--- START ---

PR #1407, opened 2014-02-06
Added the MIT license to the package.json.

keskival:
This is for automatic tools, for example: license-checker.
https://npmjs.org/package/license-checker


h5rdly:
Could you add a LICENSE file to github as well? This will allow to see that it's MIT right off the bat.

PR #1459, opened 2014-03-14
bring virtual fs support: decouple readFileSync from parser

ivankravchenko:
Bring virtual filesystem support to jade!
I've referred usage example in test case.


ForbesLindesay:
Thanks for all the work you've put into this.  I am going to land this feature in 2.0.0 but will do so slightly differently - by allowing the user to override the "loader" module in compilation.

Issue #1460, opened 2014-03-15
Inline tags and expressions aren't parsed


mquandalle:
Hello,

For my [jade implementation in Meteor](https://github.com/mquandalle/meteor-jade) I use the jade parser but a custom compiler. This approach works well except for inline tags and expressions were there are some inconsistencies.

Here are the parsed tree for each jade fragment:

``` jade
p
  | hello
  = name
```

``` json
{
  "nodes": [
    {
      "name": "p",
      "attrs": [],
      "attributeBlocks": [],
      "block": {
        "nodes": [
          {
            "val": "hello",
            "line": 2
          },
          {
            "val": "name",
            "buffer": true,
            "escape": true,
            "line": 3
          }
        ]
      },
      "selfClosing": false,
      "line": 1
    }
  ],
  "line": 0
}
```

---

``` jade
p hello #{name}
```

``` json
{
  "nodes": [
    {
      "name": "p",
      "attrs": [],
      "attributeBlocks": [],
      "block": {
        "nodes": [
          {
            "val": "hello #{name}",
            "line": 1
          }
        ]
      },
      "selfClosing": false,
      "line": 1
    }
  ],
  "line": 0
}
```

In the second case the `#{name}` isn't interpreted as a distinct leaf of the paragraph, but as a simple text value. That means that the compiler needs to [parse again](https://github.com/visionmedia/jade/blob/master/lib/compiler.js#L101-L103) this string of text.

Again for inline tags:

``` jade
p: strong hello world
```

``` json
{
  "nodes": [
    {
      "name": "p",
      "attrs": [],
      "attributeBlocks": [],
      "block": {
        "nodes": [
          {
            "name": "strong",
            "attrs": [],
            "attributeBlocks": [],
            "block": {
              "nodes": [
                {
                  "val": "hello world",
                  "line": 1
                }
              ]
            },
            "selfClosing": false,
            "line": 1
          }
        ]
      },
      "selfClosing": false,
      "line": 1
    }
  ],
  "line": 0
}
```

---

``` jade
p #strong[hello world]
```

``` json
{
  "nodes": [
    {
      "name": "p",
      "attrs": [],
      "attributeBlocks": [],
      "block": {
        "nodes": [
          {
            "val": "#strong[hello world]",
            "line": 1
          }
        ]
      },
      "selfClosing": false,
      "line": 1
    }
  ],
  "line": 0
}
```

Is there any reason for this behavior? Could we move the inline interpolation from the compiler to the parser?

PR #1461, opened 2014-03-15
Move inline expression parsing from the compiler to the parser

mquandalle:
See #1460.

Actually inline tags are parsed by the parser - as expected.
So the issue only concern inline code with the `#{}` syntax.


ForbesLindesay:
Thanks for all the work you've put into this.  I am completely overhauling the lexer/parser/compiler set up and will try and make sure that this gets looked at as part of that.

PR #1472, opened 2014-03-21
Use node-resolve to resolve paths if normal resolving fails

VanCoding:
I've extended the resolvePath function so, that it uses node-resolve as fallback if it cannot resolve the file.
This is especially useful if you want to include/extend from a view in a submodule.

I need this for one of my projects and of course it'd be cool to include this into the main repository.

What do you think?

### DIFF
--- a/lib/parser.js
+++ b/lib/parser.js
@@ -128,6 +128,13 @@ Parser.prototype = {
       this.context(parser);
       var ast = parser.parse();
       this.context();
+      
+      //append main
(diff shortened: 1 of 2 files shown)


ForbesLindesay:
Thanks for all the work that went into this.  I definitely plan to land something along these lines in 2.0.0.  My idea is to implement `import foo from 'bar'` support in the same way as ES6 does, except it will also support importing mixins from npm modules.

--- END ---
--- START ---

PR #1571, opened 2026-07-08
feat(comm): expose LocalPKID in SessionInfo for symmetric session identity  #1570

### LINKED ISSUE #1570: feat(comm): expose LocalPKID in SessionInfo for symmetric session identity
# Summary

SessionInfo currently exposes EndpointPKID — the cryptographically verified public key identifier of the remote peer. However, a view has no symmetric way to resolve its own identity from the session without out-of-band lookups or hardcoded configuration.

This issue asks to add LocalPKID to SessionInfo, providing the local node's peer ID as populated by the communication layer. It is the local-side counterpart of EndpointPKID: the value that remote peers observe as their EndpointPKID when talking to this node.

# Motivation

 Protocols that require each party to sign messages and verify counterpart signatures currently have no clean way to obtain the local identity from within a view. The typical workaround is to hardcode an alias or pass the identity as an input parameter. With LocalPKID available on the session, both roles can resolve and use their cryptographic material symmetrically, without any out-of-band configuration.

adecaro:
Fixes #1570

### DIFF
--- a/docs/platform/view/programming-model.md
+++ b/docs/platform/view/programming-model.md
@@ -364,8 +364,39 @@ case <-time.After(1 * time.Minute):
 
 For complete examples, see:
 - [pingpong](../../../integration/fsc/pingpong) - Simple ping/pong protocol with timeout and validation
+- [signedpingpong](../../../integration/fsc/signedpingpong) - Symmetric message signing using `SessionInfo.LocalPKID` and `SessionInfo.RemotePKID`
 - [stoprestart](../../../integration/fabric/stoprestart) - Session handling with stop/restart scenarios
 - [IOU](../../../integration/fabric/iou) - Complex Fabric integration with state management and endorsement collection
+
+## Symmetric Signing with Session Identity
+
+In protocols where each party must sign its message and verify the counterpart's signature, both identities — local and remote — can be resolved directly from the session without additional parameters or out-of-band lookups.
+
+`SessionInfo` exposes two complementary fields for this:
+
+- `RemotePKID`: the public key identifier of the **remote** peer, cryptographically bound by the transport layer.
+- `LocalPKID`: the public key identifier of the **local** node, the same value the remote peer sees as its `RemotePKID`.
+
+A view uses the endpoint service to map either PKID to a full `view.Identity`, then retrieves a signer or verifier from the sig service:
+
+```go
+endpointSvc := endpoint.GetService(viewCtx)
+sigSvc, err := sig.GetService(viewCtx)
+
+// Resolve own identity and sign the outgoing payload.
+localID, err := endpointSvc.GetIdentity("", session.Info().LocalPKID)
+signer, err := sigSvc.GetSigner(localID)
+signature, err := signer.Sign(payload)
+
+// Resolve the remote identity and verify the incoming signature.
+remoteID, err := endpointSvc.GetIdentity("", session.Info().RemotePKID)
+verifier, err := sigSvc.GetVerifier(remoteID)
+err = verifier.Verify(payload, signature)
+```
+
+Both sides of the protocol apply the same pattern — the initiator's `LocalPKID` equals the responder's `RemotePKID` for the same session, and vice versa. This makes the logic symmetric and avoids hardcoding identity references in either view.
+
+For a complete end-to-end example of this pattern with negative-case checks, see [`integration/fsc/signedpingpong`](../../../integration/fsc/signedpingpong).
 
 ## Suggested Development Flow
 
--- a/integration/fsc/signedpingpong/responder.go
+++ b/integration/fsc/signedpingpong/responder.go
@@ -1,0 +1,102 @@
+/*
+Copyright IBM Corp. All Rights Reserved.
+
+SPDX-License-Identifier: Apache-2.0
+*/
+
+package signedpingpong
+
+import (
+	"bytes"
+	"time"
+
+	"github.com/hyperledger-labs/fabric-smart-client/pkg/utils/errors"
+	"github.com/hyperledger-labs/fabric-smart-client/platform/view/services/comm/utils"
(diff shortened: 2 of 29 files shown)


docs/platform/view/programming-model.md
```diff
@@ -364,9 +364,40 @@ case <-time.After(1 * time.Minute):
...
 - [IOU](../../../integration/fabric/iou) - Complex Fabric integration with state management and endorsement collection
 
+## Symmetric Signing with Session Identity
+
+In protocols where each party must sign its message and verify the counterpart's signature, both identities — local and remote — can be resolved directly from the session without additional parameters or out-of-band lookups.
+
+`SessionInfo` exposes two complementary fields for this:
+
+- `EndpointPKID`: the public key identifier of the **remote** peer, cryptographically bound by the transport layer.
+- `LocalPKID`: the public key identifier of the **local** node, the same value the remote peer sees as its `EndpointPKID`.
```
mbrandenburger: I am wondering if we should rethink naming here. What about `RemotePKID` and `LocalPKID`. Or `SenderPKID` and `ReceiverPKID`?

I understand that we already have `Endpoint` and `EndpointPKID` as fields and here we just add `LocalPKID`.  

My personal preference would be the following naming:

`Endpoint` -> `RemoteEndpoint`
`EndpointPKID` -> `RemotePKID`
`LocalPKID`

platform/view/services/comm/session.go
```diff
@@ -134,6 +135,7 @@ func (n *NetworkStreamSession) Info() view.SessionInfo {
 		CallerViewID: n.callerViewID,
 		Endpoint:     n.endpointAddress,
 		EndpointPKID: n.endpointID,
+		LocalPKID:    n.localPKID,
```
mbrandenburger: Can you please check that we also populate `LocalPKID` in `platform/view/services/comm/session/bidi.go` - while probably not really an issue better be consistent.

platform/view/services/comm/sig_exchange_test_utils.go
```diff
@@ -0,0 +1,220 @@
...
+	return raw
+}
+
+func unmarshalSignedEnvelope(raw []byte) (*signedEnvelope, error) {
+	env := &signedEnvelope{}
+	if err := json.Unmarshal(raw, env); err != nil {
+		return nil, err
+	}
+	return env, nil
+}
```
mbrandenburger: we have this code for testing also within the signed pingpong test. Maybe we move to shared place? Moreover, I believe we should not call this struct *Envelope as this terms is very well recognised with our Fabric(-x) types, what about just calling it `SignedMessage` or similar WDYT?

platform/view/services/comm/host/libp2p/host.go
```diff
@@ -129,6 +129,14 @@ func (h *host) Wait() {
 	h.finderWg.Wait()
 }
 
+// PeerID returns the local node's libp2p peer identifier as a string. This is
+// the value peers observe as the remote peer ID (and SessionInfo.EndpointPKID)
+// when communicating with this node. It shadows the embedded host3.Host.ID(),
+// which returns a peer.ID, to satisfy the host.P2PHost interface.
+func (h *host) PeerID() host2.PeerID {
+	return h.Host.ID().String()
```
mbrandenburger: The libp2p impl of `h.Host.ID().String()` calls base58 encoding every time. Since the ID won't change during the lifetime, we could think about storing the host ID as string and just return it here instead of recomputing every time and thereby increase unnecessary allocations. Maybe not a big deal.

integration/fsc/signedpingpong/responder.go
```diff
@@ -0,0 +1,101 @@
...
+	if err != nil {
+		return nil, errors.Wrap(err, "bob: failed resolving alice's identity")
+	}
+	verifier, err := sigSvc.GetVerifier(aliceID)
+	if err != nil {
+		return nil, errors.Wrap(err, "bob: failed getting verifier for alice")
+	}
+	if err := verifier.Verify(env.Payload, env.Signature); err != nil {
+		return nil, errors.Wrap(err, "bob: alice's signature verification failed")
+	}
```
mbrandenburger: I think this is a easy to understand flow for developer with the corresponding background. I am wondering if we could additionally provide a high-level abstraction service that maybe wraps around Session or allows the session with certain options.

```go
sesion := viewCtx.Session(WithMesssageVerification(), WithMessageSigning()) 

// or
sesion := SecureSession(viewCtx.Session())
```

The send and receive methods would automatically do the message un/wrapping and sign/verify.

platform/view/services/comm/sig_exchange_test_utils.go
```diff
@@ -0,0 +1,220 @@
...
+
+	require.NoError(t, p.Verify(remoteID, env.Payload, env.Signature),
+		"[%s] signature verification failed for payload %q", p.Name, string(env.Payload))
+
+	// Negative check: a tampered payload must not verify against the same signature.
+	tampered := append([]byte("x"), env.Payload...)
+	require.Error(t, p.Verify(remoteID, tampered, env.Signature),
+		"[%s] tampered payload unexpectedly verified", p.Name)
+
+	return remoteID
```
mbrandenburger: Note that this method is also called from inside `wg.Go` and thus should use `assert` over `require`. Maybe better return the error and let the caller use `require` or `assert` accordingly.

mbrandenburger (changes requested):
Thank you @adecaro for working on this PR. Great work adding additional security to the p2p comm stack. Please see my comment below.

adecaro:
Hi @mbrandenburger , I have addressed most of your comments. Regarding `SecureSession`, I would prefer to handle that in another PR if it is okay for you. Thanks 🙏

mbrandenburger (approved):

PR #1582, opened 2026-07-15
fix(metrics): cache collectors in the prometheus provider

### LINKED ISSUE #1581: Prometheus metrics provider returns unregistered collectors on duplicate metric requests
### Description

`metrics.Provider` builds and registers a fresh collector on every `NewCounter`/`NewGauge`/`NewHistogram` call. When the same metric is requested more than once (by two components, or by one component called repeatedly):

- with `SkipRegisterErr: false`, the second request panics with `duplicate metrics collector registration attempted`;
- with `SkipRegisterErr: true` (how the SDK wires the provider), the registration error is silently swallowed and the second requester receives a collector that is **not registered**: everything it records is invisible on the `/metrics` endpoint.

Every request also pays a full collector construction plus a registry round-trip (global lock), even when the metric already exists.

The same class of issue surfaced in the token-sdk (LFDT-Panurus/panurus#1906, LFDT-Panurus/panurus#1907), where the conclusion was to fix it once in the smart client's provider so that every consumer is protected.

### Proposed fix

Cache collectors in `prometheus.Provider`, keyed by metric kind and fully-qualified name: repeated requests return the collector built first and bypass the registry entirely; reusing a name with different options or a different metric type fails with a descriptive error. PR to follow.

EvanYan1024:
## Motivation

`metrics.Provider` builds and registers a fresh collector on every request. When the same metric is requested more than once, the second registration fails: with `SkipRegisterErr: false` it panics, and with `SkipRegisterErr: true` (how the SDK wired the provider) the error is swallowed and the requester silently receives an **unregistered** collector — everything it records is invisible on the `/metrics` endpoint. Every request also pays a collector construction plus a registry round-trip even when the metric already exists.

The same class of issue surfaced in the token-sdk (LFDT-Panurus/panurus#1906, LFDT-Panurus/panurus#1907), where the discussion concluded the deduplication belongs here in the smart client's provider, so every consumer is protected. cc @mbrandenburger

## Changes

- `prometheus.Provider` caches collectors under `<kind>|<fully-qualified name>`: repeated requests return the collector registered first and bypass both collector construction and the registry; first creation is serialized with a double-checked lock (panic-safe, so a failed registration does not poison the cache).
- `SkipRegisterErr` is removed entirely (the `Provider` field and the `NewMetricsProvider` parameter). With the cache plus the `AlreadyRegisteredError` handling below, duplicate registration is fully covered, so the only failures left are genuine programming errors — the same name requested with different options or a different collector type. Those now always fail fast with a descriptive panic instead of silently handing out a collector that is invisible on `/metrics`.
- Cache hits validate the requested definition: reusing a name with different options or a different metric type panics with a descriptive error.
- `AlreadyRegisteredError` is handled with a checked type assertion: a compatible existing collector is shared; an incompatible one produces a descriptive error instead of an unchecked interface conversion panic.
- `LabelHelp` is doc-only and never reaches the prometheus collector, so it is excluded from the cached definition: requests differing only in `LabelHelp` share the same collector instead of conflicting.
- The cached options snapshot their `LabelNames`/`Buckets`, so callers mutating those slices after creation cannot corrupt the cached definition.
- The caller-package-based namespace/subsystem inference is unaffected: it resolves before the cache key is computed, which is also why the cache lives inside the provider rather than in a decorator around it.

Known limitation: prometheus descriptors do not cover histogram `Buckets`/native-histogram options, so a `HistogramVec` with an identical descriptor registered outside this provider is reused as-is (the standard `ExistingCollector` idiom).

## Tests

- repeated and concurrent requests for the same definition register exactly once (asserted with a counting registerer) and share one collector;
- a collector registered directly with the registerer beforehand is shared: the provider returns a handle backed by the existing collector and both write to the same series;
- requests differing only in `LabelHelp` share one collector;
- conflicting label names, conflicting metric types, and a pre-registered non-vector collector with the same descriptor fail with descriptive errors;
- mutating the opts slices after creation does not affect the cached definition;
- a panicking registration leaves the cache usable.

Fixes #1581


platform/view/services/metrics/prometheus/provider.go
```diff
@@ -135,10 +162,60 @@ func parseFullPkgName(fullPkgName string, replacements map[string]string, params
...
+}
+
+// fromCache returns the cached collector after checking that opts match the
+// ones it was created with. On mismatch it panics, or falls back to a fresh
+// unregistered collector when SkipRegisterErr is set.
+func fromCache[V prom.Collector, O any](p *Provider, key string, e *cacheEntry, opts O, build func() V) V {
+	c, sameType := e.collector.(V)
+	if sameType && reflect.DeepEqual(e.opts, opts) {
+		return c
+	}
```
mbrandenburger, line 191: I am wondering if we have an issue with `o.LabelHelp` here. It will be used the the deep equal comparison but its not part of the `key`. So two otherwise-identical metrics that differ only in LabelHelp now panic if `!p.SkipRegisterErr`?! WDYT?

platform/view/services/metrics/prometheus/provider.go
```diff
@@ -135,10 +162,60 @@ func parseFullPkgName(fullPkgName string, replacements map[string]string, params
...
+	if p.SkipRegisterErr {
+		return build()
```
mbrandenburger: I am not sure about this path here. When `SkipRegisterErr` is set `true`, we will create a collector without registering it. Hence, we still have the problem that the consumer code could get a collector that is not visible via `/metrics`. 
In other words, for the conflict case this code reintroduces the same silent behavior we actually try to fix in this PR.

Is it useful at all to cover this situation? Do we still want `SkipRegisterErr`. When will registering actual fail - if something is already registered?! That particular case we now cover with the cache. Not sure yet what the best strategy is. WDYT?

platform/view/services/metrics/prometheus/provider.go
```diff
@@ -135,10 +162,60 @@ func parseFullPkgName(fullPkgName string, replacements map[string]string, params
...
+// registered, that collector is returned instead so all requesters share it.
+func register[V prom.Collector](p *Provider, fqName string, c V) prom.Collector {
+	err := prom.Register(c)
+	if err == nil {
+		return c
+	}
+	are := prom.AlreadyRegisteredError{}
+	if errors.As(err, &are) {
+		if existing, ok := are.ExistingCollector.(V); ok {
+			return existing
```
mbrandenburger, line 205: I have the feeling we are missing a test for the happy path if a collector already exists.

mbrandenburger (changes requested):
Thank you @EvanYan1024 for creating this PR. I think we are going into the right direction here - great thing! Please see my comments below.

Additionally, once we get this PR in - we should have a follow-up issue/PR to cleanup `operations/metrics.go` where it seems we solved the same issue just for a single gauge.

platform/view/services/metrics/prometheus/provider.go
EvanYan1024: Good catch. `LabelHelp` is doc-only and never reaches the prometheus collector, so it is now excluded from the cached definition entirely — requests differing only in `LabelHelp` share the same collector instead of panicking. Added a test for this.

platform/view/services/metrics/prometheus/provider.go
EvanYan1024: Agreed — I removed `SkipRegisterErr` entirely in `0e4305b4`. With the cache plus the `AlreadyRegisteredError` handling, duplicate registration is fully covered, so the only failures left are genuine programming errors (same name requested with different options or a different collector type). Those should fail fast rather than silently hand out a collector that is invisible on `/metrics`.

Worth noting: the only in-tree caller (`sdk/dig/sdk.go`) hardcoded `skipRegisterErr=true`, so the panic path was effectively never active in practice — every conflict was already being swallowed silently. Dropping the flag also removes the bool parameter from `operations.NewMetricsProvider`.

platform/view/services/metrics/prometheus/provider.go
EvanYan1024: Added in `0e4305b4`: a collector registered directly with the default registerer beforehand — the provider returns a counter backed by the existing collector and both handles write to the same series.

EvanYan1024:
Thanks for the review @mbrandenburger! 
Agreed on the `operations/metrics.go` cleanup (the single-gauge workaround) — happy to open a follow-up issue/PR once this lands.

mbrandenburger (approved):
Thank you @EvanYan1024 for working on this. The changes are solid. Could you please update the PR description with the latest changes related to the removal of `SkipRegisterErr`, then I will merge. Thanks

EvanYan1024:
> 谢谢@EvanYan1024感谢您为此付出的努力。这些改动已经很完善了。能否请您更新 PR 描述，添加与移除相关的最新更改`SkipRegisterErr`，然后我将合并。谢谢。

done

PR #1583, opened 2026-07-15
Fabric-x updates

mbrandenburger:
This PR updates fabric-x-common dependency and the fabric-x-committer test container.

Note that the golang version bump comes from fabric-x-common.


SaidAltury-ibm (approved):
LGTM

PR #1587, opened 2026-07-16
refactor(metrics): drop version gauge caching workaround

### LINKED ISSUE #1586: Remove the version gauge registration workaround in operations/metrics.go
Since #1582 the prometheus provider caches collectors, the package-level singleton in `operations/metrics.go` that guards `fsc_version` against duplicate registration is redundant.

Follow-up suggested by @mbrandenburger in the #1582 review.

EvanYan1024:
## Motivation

--- END ---

EXERCISE PROMPT
Pull each line containing "entirely" from the records.

REPLY
Cache collectors in `prometheus.Provider`, keyed by metric kind and fully-qualified name: repeated requests return the collector built first and bypass the registry entirely; reusing a name with different options or a different metric type fails with a descriptive error. PR to follow.
- `SkipRegisterErr` is removed entirely (the `Provider` field and the `NewMetricsProvider` parameter). With the cache plus the `AlreadyRegisteredError` handling below, duplicate registration is fully covered, so the only failures left are genuine programming errors — the same name requested with different options or a different collector type. Those now always fail fast with a descriptive panic instead of silently handing out a collector that is invisible on `/metrics`.
EvanYan1024: Good catch. `LabelHelp` is doc-only and never reaches the prometheus collector, so it is now excluded from the cached definition entirely — requests differing only in `LabelHelp` share the same collector instead of panicking. Added a test for this.
EvanYan1024: Agreed — I removed `SkipRegisterErr` entirely in `0e4305b4`. With the cache plus the `AlreadyRegisteredError` handling, duplicate registration is fully covered, so the only failures left are genuine programming errors (same name requested with different options or a different collector type). Those should fail fast rather than silently hand out a collector that is invisible on `/metrics`.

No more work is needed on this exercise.